The optimization proves that the Intel Xeon Scalable processor is an optimal platform for deep learning training and inferencing. With optimizations for unit computing power throughput and distributed computing, it has enabled significant performance increase in TensorFlow model training without huge investment in hardware.
Looking Ahead: AI Fueling Faster Digital Innovation in Businesses
Intel provides a wide portfolio of hardware and software products for the fast-growing AI applications. Intel Xeon Scalable processors allow users to do data pre-processing and analytics and run AI applications on the platform or infrastructure with a single architecture. With a set of oneAPI-optimized software tools like the OpenVINO™ toolkit, users can enjoy the “write once, deploy anywhere” flexibility, which helps lower the barrier of AI development, and improve the time-to-market of AI applications, while fully leveraging the existing server resources to save costs.
In the face of the AI surge, Intel will continue its collaboration with partners, such as Meituan, by offering its cutting-edge capabilities in computing, storage, network, and others to empower business innovation and speed up the development of the AI industry and adoption of AI technology.

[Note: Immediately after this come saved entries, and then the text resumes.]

PR #5394, opened 2026-04-22
Add Workspace Profiles (opt-in)

alansikora:
## Overview

Named workspace profiles built on top of Hyprland's named workspaces. Each profile (e.g. `work`, `personal`) owns its own five workspace slots. `SUPER+1..5` focuses slot N of the active profile; `SUPER+CTRL+1..9` switches to the Nth profile. Windows on each profile's workspaces persist across profile switches, so contexts are preserved.

Per-profile Chromium isolation is included: each profile launches Chromium with its own `--user-data-dir`, keeping accounts, cookies, extensions, and history separate. An `xdg-mime` shim registered as the default http(s) handler routes all link clicks through the active profile's browser, which means links from Signal, Slack, email clients, or any other app open in the profile-appropriate Chromium automatically.

The feature is opt-in via `Settings → Setup → Workspace Profiles`, mirroring the existing Key Remapping flow. Users who do not enable it see no behavioral change from stock Omarchy. The default configs gain one `source` / `include` / `@import` line each, pointing at sidecars that remain empty until setup populates them. Because `omarchy-refresh-waybar` and `omarchy-refresh-hyprland` only overwrite the stock files, the feature's configuration is refresh-safe by construction.

## Keybindings (after opt-in)

| Keys | Action |
|---|---|
| `SUPER+1..5` | Focus slot N of active profile |
| `SUPER+CTRL+1..9` | Switch to Nth profile |
| `SUPER+CTRL+TAB` | Cycle profile |
| `SUPER+SHIFT+1..5` | Move focused window to slot N (follow) |
| `SUPER+SHIFT+ALT+1..5` | Move focused window to slot N (silent) |
| `SUPER+CTRL+SHIFT+1..9` | Send focused window to Nth profile's same slot |
| `SUPER+TAB` / `SUPER+SHIFT+TAB` | Next / previous slot within active profile |

## Components

- `bin/omarchy-workspace-profile` — Controller. Exposes subcommands for slot navigation (`goto`, `next-slot`, `prev-slot`), profile switching (`set`, `set-index`, `cycle`), profile CRUD (`create`, `rename`, `delete`, `default`, `color`, `move-up`, `move-down`), window moves scoped to the active profile (`move`, `movesilent`, `send-to`, `send-to-index`), boot-time window migration, a kill switch with configurable window policies (`on`, `off`), and a generic per-profile app runner (`app`).
- `bin/omarchy-workspace-profile-sync` — Python daemon listening on Hyprland's socket2. Detects focus transitions not originated by the controller (mako notification clicks, Slack "jump to tab", other apps' activate requests) and keeps the recorded active profile aligned with the workspace actually in focus.
- `bin/workspace-profile-browser` — Shim invoked by `omarchy-launch-browser`. Because `omarchy-launch-browser` extracts only the first token of the `.desktop` `Exec=` line, the shim occupies that slot and re-dispatches to `omarchy-workspace-profile app browser`.
- `bin/omarchy-setup-workspace-profiles` — Idempotent opt-in installer. Populates the Hyprland bindings + autostart sidecars, installs the browser `.desktop`, registers the xdg-mime handler, converts the mako config to the real-file form that includes both the theme and our sidecar, and invokes the controller's `on`.
- `bin/omarchy-menu` — One entry added to the Setup submenu.
- `bin/omarchy-launch-webapp` — Whitelists the browser shim so PWAs (`omarchy-launch-webapp "<URL>"`) also route through the active profile's Chromium.
- `config/omarchy/extensions/workspace-profiles.sh` — Menu extension providing switch / create / rename / delete / set-default / set-color / reorder / disable UI. Delivered as an extension so it survives `omarchy-update`.
- `config/{hypr,waybar}/workspace-profiles.*` — Empty sidecar stubs included from the stock default configs.

## Migration path

Fresh installs ship the include lines but empty sidecars; Hyprland, Waybar, and mako silently skip empty includes. Stock behavior is unchanged.

Existing installs receive the binaries and the updated default configs via `omarchy-update`. The feature remains dormant until the user opens the Setup menu and selects Workspace Profiles.

Opting in runs `omarchy-setup-workspace-profiles`, which installs the menu extension, populates the sidecars (including the Hyprland bindings), registers the browser `.desktop` handler via `xdg-mime`, converts `~/.config/mako/config` from the theme symlink to a real file that includes both the theme and the workspace-profiles sidecar, and calls `omarchy-workspace-profile on`. The controller's `first_time_setup` routine scans the user's current Hyprland workspaces, detects an existing Chromium data directory (`~/.config/chromium` or `~/.config/google-chrome`), seeds a single `default` profile pinned to that directory, and migrates any windows on bare-numeric workspaces into the new profile. The user's existing browser history, extensions, and signed-in sessions are preserved.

It will also provide end users with more accurate and personalized services, lower AI implementation costs and technological barriers while improving performance, all to enable industries to go smart.
The mission of Meituan is “We help people eat better, live better.” Meituan focuses on the “Retail + Technology” strategy and joins hands with merchants and partners to enable customers to live a better life. Meanwhile, it aims to advance the digital transformation of the retail of goods and services on both the demand and supply sides.
Officially listed on the Main Board of the Stock Exchange of Hong Kong Limited on September 20, 2018, Meituan has always centered on customers and kept increasing investment in scientific R&D, thus better fulfilling its social responsibilities, creating more values for society, and seeking win-win cooperation with all partners.